Twelve years later, the older man continues to spin his money-maker, and more often (36.8%) than every starter except for Charlie Morton:

The Braves drafted Mike Soroka in the first round in 2015 out of the Canadian high school ranks in Calgary.

The six-foot-five righty rose quickly through the minor leagues and displayed his dominant sinker and uncommon control at the big league level this year.

His ground-ball rate (51.2%) ranked sixth amongst all starters.

All four of Soroka’s pitches (sinker, four-seam fastball, changeup, slider) returned positive value, and this 22-year-old has an incredibly bright future.

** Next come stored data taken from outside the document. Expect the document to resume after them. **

PR #5369, opened 2022-04-19
fix(github): use checks API to fulfill latest endpoint

### LINKED ISSUE #5364: Github `latest` endpoint always returns a 404
**Describe the bug**
According to the docs, the `latest` endpoint in the Github service is supposed to redirect to a status page:
https://docs.taskcluster.net/docs/reference/integrations/github/api#latest

This also means that the official docs for adding badges provide broken links:
https://docs.taskcluster.net/docs/reference/integrations/github#adding-status-badges-to-your-projects-readme

**To Reproduce**

Follow below links:
https://community-tc.services.mozilla.com/api/github/v1/repository/taskcluster/taskcluster/main/latest
https://firefox-ci-tc.services.mozilla.com/api/github/v1/repository/mozilla-mobile/fenix/main/latest

They hit a 404:
```
{
  "code": "ResourceNotFound",
  "message": "Status not found\n\n---\n\n* method:     latest\n* errorCode:  ResourceNotFound\n* statusCode: 404\n* time:       2022-04-18T18:05:01.189Z",
  "requestInfo": {
    "method": "latest",
    "params": {
      "owner": "mozilla-mobile",
      "repo": "fenix",
      "branch": "main"
    },
    "payload": {},
    "time": "2022-04-18T18:05:01.189Z"
  }
}
```

**Taskcluster version**
44.11.1

ahal:
The `/repository/<owner>/<repo>/<branch>/latest` endpoint relies on the
Github `statuses` API to retrieve the link to the task group of a
commit. But for some reason most repositories I've tested, seem to
return an empty list of statuses for this API, rending the latest
endpoint useless. Practically speaking, this means the badge links for
most projects are busted.

This PR tweaks the endpoint to use the Github `checks` API to build the URL
instead. Unfortunately this API does not contain the task group id
anywhere, so linking to the task group is not possible. Instead, this
links to the run id of the check in question.

Fixes #5364

### DIFF
--- a/changelog/issue-5364.md
+++ b/changelog/issue-5364.md
@@ -1,0 +1,5 @@
+audience: users
+level: patch
+reference: issue 5364
+---
+The `github/v1/repository/<owner>/<repo>/<branch>/latest` endpoint now supports projects using `checks-v2` reporting.
--- a/services/github/src/api.js
+++ b/services/github/src/api.js
@@ -532,13 +532,26 @@ builder.declare({
 
   // Get task group ID
   if (instGithub) {
-    let status = await findTCStatus(instGithub, owner, repo, branch, this.cfg);
-
-    if (!status) {
-      return res.reportError('ResourceNotFound', 'Status not found', {});
+    // First inspect the status API. This will be set if consumer repos are
+    // using status reporting (the default).
+    const status = await findTCStatus(instGithub, owner, repo, branch, this.cfg);
+    if (status) {
+      return res.redirect(status.target_url);
     }
 
-    return res.redirect(status.target_url);
+    // Next inspect the checks API. This will be set if consumer repos have
+    // opted into the checks-v2 reporting.
+    const checks = await findTCChecks(instGithub, owner, repo, branch, this.cfg);
+
+    if (checks.length > 0) {
+      // If there are multiple checks we can't redirect to all of them, so just
+      // pick the first one in the array.
+      let check = checks[0];
+      return res.redirect(check.repository.html_url + "/runs/" + check.id);
+    }
+
+    // Otherwise there is no status available for the given branch.
+    return res.reportError('ResourceNotFound', 'Status not found', {});
   }
 });
 
--- a/services/github/test/api_test.js
+++ b/services/github/test/api_test.js
@@ -119,7 +119,7 @@ helper.secrets.mockSuite(testing.suiteName(), [], function(mock, skipping) {
       repo: 'checksRepo',
       ref: 'success',
       info: [
-        { name: "check1", conclusion: 'success', app: { id: 66666 } },
+        { id: 123, name: "check1", conclusion: 'success', app: { id: 66666 }, repository: { html_url: "https://github.com/abc123/checksRepo" } },
         { name: "check2", conclusion: 'success', app: { id: 66666 } },
         { name: "check3", conclusion: 'failure', app: { id: 12345 } },
       ],
@@ -467,7 +467,7 @@ helper.secrets.mockSuite(testing.suiteName(), [], function(mock, skipping) {
       err => err.code === 'InsufficientScopes');
   });
 
-  test('link for clickable badges', async function() {
+  test('link for clickable badges with status', async function() {
     let res;
 
     await testing.fakeauth.withAnonymousScopes(['github:latest-status:abc123:*'], async () => {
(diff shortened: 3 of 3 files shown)


ahal:
I mostly wrote this to familiarize myself with the Github service a bit. There's a good chance we'll want to WONTFIX this PR as it sort of circumvents the issue by redirecting to the Github checks UI rather than to the Taskcluster task group.

We might want to instead continue linking to the task group and figure out why many repos are returning an empty list when calling the `statuses` API.

ahal:
Another option here is to first try the `statuses` API and then link to the task group if it returns something, and then fallback to the `check` API if it doesn't.

petemoore:
Thanks for this Andrew!

I'm not too familiar with the specifics here, but from initial inspection, I _think_ the issue here is that when you create a `.taskcluster.yml` file you can essentially choose whether the integration is via the github status api or the github checks api. The choice of which api to use will affect the metadata that is available via github. The taskcluster endpoint here github metadata to return an appopriate page.

I'm not entirely sure why we provide both status and checks api integrations, perhaps one was available before the other, and we never deprecated the former approach, so essentially we support two different integrations.

My proposal would be that we have a separate endpoint for checks api metadata and one for status api. Since I think the status api was there first, we should probably leave it is for backward compatibility, e.g.

* /repository/<owner>/<repo>/<branch>/latest -> uses github status api
* /repository/<owner>/<repo>/<branch>/latest/statusapi -> same as above
* /repository/<owner>/<repo>/<branch>/latest/checksapi -> uses checks api

I don't know if it is possible to have a checks api and status api implementation in a .taskcluster.yml, but for example if it was, then you could get different metadata for each.

I suspect the better long term solution is for us to choose which api (checks or status) is better, and go with that. Or maybe we should have entirely separate /checks and /status api calls. At the moment it all looks a bit mixed together, so maybe a lot of code is trying to handle both possibilities, and it could get a bit tangled up. Having explicit separate paths may be a way to clean that up a bit, and we can always mark e.g. the status api calls as deprecated, so we can eventually move off of them in a future release, and then just drop the endpoints, and everything should continue to work.

@djmitche @matt-boris @lotas @ahal I may have misunderstood what is going on here entirely with my superficial scan of the code/docs, so curious on your thoughts.

Eijebong:
How about checking through the status API and if empty through the checks API?

Because as is, pretty sure this will break for people using status reporting instead of the checks one.

petemoore:
If we do decide against having a separate endpoint for the checks api version of this api call, is the information about whether the .taskcluster.yml uses checks api or status api internally available, so we don't have to try both, but only need to try the appropriate one?

> How about checking through the status API and if empty through the checks API?
>
> Because as is, pretty sure this will break for people using status reporting instead of the checks one.

Is it possible that a repo uses checks api for taskcluster, but has some other app integration (e.g. code coverage tool) that uses status api checks, that would cause the status api check not to be empty?

I feel like the code not _knowing_ which one to use, and then trying both could be a footgun for bugs later on. Either it should know which api to call, or if it doesn't, we should provide different endpoints, since the user should know which one it needs to call (I'm assuming here this endpoint is called by users, rather than used internally by our services - and if our own services use the api - that they should know whether to use the checks variant, or the status variant).

Eijebong:
> Is it possible that a repo uses checks api for taskcluster, but has some other app integration (e.g. code coverage tool) that uses status api checks, that would cause the status api check not to be empty?

No because both `findTCstatus` and `findTCchecks` filter the returned objects to get the taskcluster ones only.

https://github.com/taskcluster/taskcluster/blob/f4450ce48a583491761821b24857bf1154ced5f7/services/github/src/api.js#L157
https://github.com/taskcluster/taskcluster/blob/f4450ce48a583491761821b24857bf1154ced5f7/services/github/src/api.js#L175

Also having only one endpoint would match what I did for badges in #5209

ahal:
Assuming no one wants to tackle said refactor, I think our options here are:
1. First try status API, then fallback to checks API.
2. Create a second endpoint for checks API.

To my untrained mind, option 1 seems nicer to the users. But I guess whether we are planning to deprecate the `status` reporting or not should weigh in pretty heavily here.

djmitche:
> I'm not entirely sure why we provide both status and checks api integrations, perhaps one was available before the other, and we never deprecated the former approach, so essentially we support two different integrations.

Yes, GitHub replaced Status with Checks several years ago.  There was a general plan to switch and drop status support, but we never really "finished" checks (this being one of the remaining issues) or made a deprecation plan for the status API support.

ahal:
As per discussion in the Taskcluster community meeting, I'm going to implement the fallback method for now (so first query `status` endpoint, then if empty query the `checks` endpoint). That's the simplest solution and is a clear improvement over a 404.

Down the road we might still decide to split this into two separate endpoints, or more likely just drop support for `status` reporting. I'll work on this next week when I get a chance.

lotas (approved):
Looks good, thanks!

And while both his BABIP (.280) and strand rate (79.9%) were low, Soroka generates a ton of weakly hit groundballs – and might be a rare pitcher who is capable of outpitching his underlying metrics for the foreseeable future.

The Bullpens

On the season, the Braves bullpen ranks 14th in FIP, 16th in xFIP, and 17th in K-BB%. By the same metrics, the Cardinals rank 11th, 12th, and 15th.

Tyler Webb was the only Cardinals reliever to pitch the first two games in this series.

The Braves turned to both Max Fried and their closer Mark Melancon (combined 60 pitches) in Games 1 and 2.

I wouldn’t expect to see Fried, who made 30 starts this year, again in Game 3; but Melancon should be available for another save situation –  but his arm might be a little fatigued after throwing a couple of high-stress innings at home.

Julio Teheran replaced Chris Martin, who was injured warming up in Game 1, on the Braves NLDS roster.

Projected Lineups

Data per FantasyLabs

Umpire and Weather Report

Data per Sports Insights

Sam Holbrook has been the plate umpire in five postseason games, and the favorite has won all five of those matchups.

Whether betting on the over or under, you would be 2-2-1 in those games; though he historically leans to the over (53.8%).

Trends to Know

Dating back to 2006, the Cardinals are 7-2 as a home underdog (24-23 overall) in the playoffs.

Adam Wainwright is 5-7 to date in his playoff starts, including a 2-2 record as a dog and a 3-3 record at home.

In the regular season, Wainwright is the most profitable pitcher in our database (dating back to 2005), with a 201-114 moneyline record; netting a consistent $100 bettor +$4,126 (13.1% ROI).

He is 105-56 (65.2%) in home games and 11-6 as a home underdog; including a 4-1 record (+$365) in 2019.

The Cardinals went 12-6 as a home underdog this season, the second most profitable home underdog in MLB (+$766).

The Braves were 26-15 (63.4%) as a road favorite during the regular season.

When combining the regular season and the postseason, Busch Stadium is the third most profitable park for betting unders in our database, at 640-553-64 (53.6%, +$4,332, 3.4% ROI).

Model Projected Odds

Favorite Bet

I projected the Braves as a -101 favorite in this game, and I set the total at 8.37 runs. Therefore, I don’t see any value on the total, but I did place a wager on the Cardinals moneyline at +110; when I saw a gap of about two percent between my projection and the listed odds.

That is the lowest price that I would take the Cardinals moneyline, but I do think they’re worth a live look down a run during the game – as the Braves seem to lack confidence in the back end of their bullpen, and Melancon should be fatigued.

This should continue to be a tight series, and one that I anticipate will go back to Atlanta for a Game 5.

Betting action on Game 3 is essentially split down the middle, with the public leaning slightly towards Atlanta (and Soroka’s shinier ERA) on the moneyline.

I think that the Cardinals continue to be underrated by the market.